Courtesy the Dallas Museum of Art
The Dallas Museum of Art has announced the acquisition of Marlene Dumas's "For Whom the Bell Tolls" (2008).
DALLAS—At a time when many U.S. museums are facing layoffs and cutbacks, the
Dallas Museum of Art has announced the addition of three major works to its contemporary art collection.
The works, by Marlene Dumas, Jim Hodges, and Yayoi Kusama, were acquired jointly by the museum and the Rachofsky family through the DMA/amfAR Benefit Auction Fund, which has helped the museum to acquire some 70 works of contemporary art over the years.
The new acquisitions are Dumas’s For Whom the Bell Tolls (2008), a portrait based on a 1943 photograph of Ingrid Bergman; Hodges’s and still this (2005–08), a semicircular arrangement of 10 gold leaf paintings; and Kusama’s Accumulation (1962-64), a sculpture featuring a chair covered with the artist’s signature bulging forms.

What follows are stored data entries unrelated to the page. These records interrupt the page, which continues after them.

PR #113, opened 2025-04-14
init: Don't require having a /etc/hosts file

TingPing:


scripts/container-only/.wkdev-init
```diff
@@ -45,7 +45,12 @@ process_command_line_arguments() {
 try_copy_hosts_file() {
 
     task_step "Copying /etc/hosts file from host to container..."
-    cp /host/etc/hosts /etc/hosts || _abort_ "Cannot copy /etc/hosts file from host to container"
+    if [ -f /host/etc/hosts ]; then    
+        cp /host/etc/hosts /etc/hosts || _abort_ "Cannot copy /etc/hosts file from host to container"
+    else
+        echo "Skipping, no hosts file."
+        touch /etc/hosts
```
clopez, line 52: mmm, rather than creating an empty host file I suggest creating one that can at least resolve localhost:

```
cat > /etc/hosts << EOF
127.0.0.1	localhost
::1	localhost ip6-localhost ip6-loopback
EOF
```

PR #121, opened 2025-05-14
image: Add LLVM APT repo

TingPing:
This allows for easily installing Clang 20


justinmichaud:
Nice! I think this might fix the issues I have been having with the various lldb python scripts

PR #123, opened 2025-05-15
Support multi-arch builds with separate workers

justinmichaud:
For now, we only build the intel image. I have locally tested that this works with arm64 too.

- Always tag images, so that we can easily tar and untar them
- Download images from the build${arch} job, and create a multi-arch manifest

### DIFF
--- a/scripts/host-only/wkdev-sdk-bakery
+++ b/scripts/host-only/wkdev-sdk-bakery
@@ -22,7 +22,8 @@ argsparse_use_option =env:        "Environment variable as string array, e.g. -e
 argsparse_use_option =mode:       "Operation mode: 'build', 'deploy', or 'export'" mandatory
 argsparse_use_option idle-cores:  "Number of CPU cores to leave idle, when building the image" type:uint default:2
 argsparse_use_option =tag:        "Tag to use for created image." default:$(get_default_container_tag)
-argsparse_use_option =arch:       "Container architecture."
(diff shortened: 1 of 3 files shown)


scripts/host-only/wkdev-sdk-bakery
```diff
@@ -88,6 +93,22 @@ deploy_image() {
...
     local image_directory="$(get_image_directory_by_name "${container_image_name}")"
     pushd "${image_directory}" &>/dev/null || _abort_ "Switching to directory '${image_directory}' failed"
+
+    if argsparse_is_option_set "multiarch"; then
+        image=$(get_qualified_name "${container_image_name}")
+        target_tag="${container_tag}"
+        image_qualified="$(get_tag_for_build)"
+        echo "Building multiarch image for ${image_qualified}"
+        input_tags="$(podman image list "${image}" --format "{{.Tag}}" | grep "${target_tag}_")"
+        run_podman_silent_unless_verbose rmi --ignore "${image_qualified}" || _abort_ "Deleting existing manifest failed"
```
justinmichaud, line 103: This is the fix for the build failure in the version of this PR that got reverted

TingPing: Why does it already exist? Shouldn't the other images have a different qualified name?

justinmichaud: No, since we reuse the 'latest' tag on main

TingPing (approved):

PR #138, opened 2025-06-06
Fix multiarch input_tag iteration

justinmichaud:


scripts/host-only/wkdev-sdk-bakery
```diff
@@ -103,7 +103,7 @@ deploy_image() {
         input_tags=${input_tags//'\n'/ }
         echo "Creating manifest for ${image_qualified}"
         run_podman_silent_unless_verbose manifest create "${image_qualified}" || _abort_ "Creating manifest failed"
-        for input_tag in "${input_tags[@]}"
+        for input_tag in $input_tags
```
nikolaszimmermann, line 106: so this is a single string now? I'm confused

PR #140, opened 2025-06-17
Modify our .gdbinit default file, to handle SIGUSR1.

nikolaszimmermann:
After attaching to WPEWebProcess, gdb would halt all the time at SIGUSR1. Make sure to set the SIGUSR1 handler to 'nostop' so it doesn't halt in gdb everytime it fires (JSC uses this for GC internally).

### DIFF
--- a/images/wkdev_sdk/user_home_directory_defaults/dot-gdbinit
+++ b/images/wkdev_sdk/user_home_directory_defaults/dot-gdbinit
@@ -6,3 +6,4 @@ set print array-indexes on
 set python print-stack full
 set debuginfod enabled on
 set sysroot /
+handle SIGUSR1 nostop noprint


images/wkdev_sdk/user_home_directory_defaults/dot-gdbinit
```diff
@@ -6,3 +6,4 @@ set print array-indexes on
 set python print-stack full
 set debuginfod enabled on
 set sysroot /
+handle signal SIGUSR1 pass nostop
```
aoikonomopoulos, line 9: Hmm, personally I use `nostop` and `noprint`. AFAIU `pass` is the default.

images/wkdev_sdk/user_home_directory_defaults/dot-gdbinit
```diff
@@ -6,3 +6,4 @@ set print array-indexes on
 set python print-stack full
 set debuginfod enabled on
 set sysroot /
+handle signal SIGUSR1 nostop noprint
```
aoikonomopoulos, line 9: Oops, didn't notice it before, there's a stray `signal` in there. The line should read `handle SIGUSR1 nostop noprint` (copy-pasted from GDB to avoid any typos).

PR #141, opened 2025-06-27
Use podman manifest push instead of podman push for multiarch images

justinmichaud:
This is required for push to push all images, instead of just the one for the current architecture.


justinmichaud:
I'll merge now, since this doesn't change the build step

PR #144, opened 2025-07-02
Always set tag names to ensure the correct image is tested

justinmichaud:


scripts/host-only/wkdev-create
```diff
@@ -441,17 +441,8 @@ build_podman_create_arguments() {
...
         echo "Overriding container architecture: ${container_arch}"
         arguments+=("--arch=${container_arch}")
-
-        if ! podman image exists "$(get_sdk_qualified_name):${container_tag}"; then
-            echo "Image $(get_sdk_qualified_name):${container_tag} does not exist, trying arch-specific version."
-            container_tag="${container_tag}_${container_arch}"
-        fi
     fi
 
-    if ! podman image exists "$(get_sdk_qualified_name):${container_tag}"; then
```
nikolaszimmermann, line 451: Why are you removing this check in general?

nikolaszimmermann (commented):
Looks much better!

scripts/host-only/wkdev-create
justinmichaud: We should pull if the image doesn't exist, unless no-pull is set. In that case, podman will fail. Since we remove the image above before building, I think we should be testing the right image.

nikolaszimmermann: But the friendly message is gone?
If someone passes a wrong tag, shouldn't we warn?

That's the only question remaining here for me.

nikolaszimmermann (approved):

justinmichaud:
This was reverted because it failed on main

PR #147, opened 2025-07-31
Skip nvidia configuration when --arch is supplied.

justinmichaud:
This fixes 32-bit containers, which must use software rendering anyway.


scripts/host-only/wkdev-create
```diff
@@ -477,7 +478,9 @@ build_podman_create_arguments() {
     try_process_icons ${1}
     try_process_fonts ${1}
     try_process_dri ${1}
-    try_process_nvidia_gpu ${1}
+    if ! argsparse_is_option_set "arch"; then
```
TingPing, line 481: Could you add a comment here. In theory nvidia supports like arm, but I would imagine nobody will ever use that so its fine.

scripts/host-only/wkdev-create
```diff
@@ -331,6 +331,7 @@ try_process_dri() {
 
 try_process_nvidia_gpu() {
 
+
```
TingPing, line 334:
```suggestion
```

TingPing (approved):

PR #148, opened 2025-08-26
Switch base image to Ubuntu 25.04.

nikolaszimmermann:


nikolaszimmermann:
I discovered three distinct issues related to GCC 14 that I already fixed upstream in preparation for the bump. I'm already using this image since a month on my main development machine without a problem, just to give some additional data points.

I was under the impression that flatpak SDK was also using quite recent versions of everything - so I didn't give this much thought before starting the bump effort.

TingPing:
> I think alone the compiler versions that are more recent are a reason to update since this is meant to be a developer SDK.

We have access to basically every clang version. So its just a newer GCC toolchain (losing the older version).

It's not my intention to fight against it, just thinking about reasons for and against.

PR #153, opened 2025-09-08
devtools: Add libappstream-dev

### LINKED ISSUE #151: Adwaita dependencies not met when building
Hello,

I'm building the container image from source for an x86 build machine. I ran into a strange issue on two different machines where `libadwaita` will fail at the configuration step:

```
524.6 meson setup --prefix /jhbuild/install --libdir lib -Dexamples=false -Dgtk_doc=false -Dtests=false -Dvapi=false --buildtype=debugoptimized /jhbuild/checkout/libadwaita 524.6 *** Error during phase configure of libadwaita: ########## Error running meson setup --prefix /jhbuild/install --libdir lib -Dexamples=false -Dgtk_doc=false -Dtests=false -Dvapi=false --buildtype=debugoptimized /jhbuild/checkout/libadwaita *** [12/17]
```

I edited the Containerfile to stop before it ran this command: https://github.com/Igalia/webkit-container-sdk/blob/main/images/wkdev_sdk/Containerfile#L105C1-L112C27

Then ran the image and ran the command manually.

After poking around a bit I found this in the logs:
```
The Meson build system Version: 1.8.1 Source dir: /jhbuild/checkout/libadwaita Build dir: /jhbuild/checkout/libadwaita/_build Build type: native build Project name: libadwaita Project version: 1.6.0

[...lines omitted for brevity...]

Run-time dependency appstream found: NO (tried pkgconfig and cmake) Looking for a fallback subproject for the dependency appstream
Looking for a fallback subproject for the dependency appstream

Executing subproject appstream

[...lines omitted for brevity...]

appstream| Run-time dependency libfyaml found: NO (tried pkgconfig and cmake) subprojects/appstream/meson.build:172:12: ERROR: Dependency "libfyaml" not found, tried pkgconfig and cmake
```

`libfyaml` seems like a pretty obscure dependency, but I did see this similar package was being installed for Adwaita already: https://github.com/Igalia/webkit-container-sdk/blob/main/images/wkdev_sdk/required_system_packages/04-devtools.lst#L23

I added `libfyaml-dev` to that `devtools.lst` file which does fix the error and the container builds and runs correctly. I didn't open a pull request because it seems very strange that no one else seems to be running into this issue. 

I'm building (and running) the container with Docker CE on Ubuntu, not Podman because that's what's setup on our build machines right now. 

I'm curious if anyone has run into similar issues in the past or if anyone knows why I might be running into it now.

philn:
Required for Adwaita.

Fixes #151

### DIFF
--- a/images/wkdev_sdk/required_system_packages/04-devtools.lst
+++ b/images/wkdev_sdk/required_system_packages/04-devtools.lst
@@ -21,6 +21,7 @@ podman
 
 # For libadwaita
 libyaml-dev
+libappstream-dev
 
 # post-install for Epiphany
 desktop-file-utils


nikolaszimmermann (approved):
Thanks Phil!

PR #170, opened 2025-10-07
Prune old containers/images older than 2 weeks.

nikolaszimmermann:
This hopefully avoids the problem with disk space increasing over time.


aoikonomopoulos (approved):
Not sure how strict github's yaml schema is; if we can freely add keys, perhaps we can define this as an anchor and reference it using an alias ([random link](https://support.atlassian.com/bitbucket-cloud/docs/yaml-anchors/))? If not, looks good as it is.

“These new works by Dumas, Hodges, and Kusama each play an important role within the constellation of contemporary works at the DMA,” said the museum's director Bonnie Pitman. “Whether they represent the first work of their kind to enter our collection, such as the Kusama sculpture, or they deepen existing holdings in Dallas, such as the Dumas painting and Hodges installation, each piece further defines the DMA’s collection and reinforces our city’s standing as a major center for the collection, exhibition and study of contemporary art.”